#### [Exercise]
Filter the lines below, copying only those with the string "assets".
Segment Start: Data for review
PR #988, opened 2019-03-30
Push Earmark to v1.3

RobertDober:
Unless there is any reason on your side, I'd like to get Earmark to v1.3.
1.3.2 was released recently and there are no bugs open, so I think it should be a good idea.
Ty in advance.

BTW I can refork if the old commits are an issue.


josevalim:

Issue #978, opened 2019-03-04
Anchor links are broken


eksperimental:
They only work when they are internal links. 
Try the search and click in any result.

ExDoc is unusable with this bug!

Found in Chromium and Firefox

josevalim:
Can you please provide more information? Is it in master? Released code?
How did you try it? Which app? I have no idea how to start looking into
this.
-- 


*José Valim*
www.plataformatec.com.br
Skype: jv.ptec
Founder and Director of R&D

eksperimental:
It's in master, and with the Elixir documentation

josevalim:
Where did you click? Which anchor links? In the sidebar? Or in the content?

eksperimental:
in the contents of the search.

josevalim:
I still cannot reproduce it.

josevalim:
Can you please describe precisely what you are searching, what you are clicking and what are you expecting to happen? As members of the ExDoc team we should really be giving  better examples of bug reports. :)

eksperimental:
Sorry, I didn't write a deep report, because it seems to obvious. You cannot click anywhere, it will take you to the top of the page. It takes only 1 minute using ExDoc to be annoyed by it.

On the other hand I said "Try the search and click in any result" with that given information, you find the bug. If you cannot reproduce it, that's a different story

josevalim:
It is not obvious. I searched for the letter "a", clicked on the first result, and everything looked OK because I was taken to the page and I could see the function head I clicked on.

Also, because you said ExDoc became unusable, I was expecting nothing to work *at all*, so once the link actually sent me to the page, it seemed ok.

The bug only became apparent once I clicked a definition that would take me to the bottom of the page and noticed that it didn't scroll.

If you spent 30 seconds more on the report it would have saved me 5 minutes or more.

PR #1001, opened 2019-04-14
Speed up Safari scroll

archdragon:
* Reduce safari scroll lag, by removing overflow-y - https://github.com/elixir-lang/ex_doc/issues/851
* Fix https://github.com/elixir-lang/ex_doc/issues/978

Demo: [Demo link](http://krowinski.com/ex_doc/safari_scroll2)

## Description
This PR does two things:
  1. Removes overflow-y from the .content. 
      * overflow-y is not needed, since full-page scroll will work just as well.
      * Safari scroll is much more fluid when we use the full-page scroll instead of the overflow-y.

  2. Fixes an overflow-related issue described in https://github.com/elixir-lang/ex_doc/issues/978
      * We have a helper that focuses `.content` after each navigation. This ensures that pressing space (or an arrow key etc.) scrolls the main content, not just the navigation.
Segment End: Data for review
Segment Start: Data for review
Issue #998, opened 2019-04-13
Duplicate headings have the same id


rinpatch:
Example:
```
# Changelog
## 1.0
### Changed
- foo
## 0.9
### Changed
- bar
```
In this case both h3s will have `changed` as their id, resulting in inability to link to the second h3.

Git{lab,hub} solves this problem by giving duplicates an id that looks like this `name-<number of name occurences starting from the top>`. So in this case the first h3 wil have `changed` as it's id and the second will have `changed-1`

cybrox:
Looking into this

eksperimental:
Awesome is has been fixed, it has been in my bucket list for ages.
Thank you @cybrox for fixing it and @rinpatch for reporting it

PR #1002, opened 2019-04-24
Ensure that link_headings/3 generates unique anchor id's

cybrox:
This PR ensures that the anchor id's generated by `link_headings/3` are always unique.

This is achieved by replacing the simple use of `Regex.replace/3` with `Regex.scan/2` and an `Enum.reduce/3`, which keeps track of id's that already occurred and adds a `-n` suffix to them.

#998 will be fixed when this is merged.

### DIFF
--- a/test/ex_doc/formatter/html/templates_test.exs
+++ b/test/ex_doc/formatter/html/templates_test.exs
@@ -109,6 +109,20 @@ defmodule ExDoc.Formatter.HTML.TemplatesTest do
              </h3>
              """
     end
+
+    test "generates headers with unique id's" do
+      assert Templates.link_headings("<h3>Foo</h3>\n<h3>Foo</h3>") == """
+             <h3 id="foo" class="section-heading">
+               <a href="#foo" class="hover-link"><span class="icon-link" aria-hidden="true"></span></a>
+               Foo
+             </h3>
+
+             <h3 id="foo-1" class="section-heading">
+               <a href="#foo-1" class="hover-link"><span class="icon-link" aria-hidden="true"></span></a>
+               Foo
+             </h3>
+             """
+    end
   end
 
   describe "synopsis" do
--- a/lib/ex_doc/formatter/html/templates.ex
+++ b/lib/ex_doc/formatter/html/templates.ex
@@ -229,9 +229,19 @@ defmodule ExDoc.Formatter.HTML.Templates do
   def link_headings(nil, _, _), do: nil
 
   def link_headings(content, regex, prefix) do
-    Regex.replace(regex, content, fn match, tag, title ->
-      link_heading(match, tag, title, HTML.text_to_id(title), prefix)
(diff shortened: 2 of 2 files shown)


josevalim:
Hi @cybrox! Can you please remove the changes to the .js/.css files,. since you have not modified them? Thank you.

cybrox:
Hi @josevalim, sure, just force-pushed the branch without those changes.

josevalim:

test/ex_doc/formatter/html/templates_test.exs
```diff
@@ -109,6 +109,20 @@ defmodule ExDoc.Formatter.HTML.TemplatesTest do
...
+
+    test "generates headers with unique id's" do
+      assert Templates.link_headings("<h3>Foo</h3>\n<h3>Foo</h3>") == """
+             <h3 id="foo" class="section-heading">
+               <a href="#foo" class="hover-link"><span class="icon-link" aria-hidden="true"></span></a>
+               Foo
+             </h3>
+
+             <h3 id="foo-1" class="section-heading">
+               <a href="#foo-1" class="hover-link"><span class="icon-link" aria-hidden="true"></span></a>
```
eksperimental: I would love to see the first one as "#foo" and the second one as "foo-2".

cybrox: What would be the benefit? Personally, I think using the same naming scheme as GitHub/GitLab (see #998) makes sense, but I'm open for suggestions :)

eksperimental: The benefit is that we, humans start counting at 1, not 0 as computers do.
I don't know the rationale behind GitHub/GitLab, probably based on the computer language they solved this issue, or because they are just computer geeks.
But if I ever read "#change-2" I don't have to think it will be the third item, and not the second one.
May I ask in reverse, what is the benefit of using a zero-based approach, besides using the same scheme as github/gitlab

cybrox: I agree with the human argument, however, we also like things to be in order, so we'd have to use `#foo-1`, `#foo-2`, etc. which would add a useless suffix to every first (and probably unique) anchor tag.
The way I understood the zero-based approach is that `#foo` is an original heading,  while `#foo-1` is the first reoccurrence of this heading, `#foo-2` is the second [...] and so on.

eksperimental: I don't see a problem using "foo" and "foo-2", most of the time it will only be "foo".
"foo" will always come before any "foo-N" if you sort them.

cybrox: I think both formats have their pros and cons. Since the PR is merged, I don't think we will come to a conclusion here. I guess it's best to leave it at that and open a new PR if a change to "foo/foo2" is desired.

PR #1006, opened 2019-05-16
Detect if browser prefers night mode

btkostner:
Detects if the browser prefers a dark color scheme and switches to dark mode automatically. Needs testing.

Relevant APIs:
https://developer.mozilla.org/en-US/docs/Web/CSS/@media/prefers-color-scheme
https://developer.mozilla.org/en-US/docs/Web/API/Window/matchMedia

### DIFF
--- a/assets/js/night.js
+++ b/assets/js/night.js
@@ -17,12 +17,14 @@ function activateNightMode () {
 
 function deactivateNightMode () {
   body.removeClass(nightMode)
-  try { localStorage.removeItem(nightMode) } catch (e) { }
Segment End: Data for review
Segment Start: Data for review
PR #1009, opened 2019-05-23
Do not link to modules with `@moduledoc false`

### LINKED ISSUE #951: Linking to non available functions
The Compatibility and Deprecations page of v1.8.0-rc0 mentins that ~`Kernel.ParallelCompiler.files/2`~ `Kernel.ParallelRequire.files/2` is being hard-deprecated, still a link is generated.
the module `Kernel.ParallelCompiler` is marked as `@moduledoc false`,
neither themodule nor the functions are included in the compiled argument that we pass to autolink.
Segment End: Data for review
#### [Result of the exercise]
--- a/assets/js/night.js
+++ b/assets/js/night.js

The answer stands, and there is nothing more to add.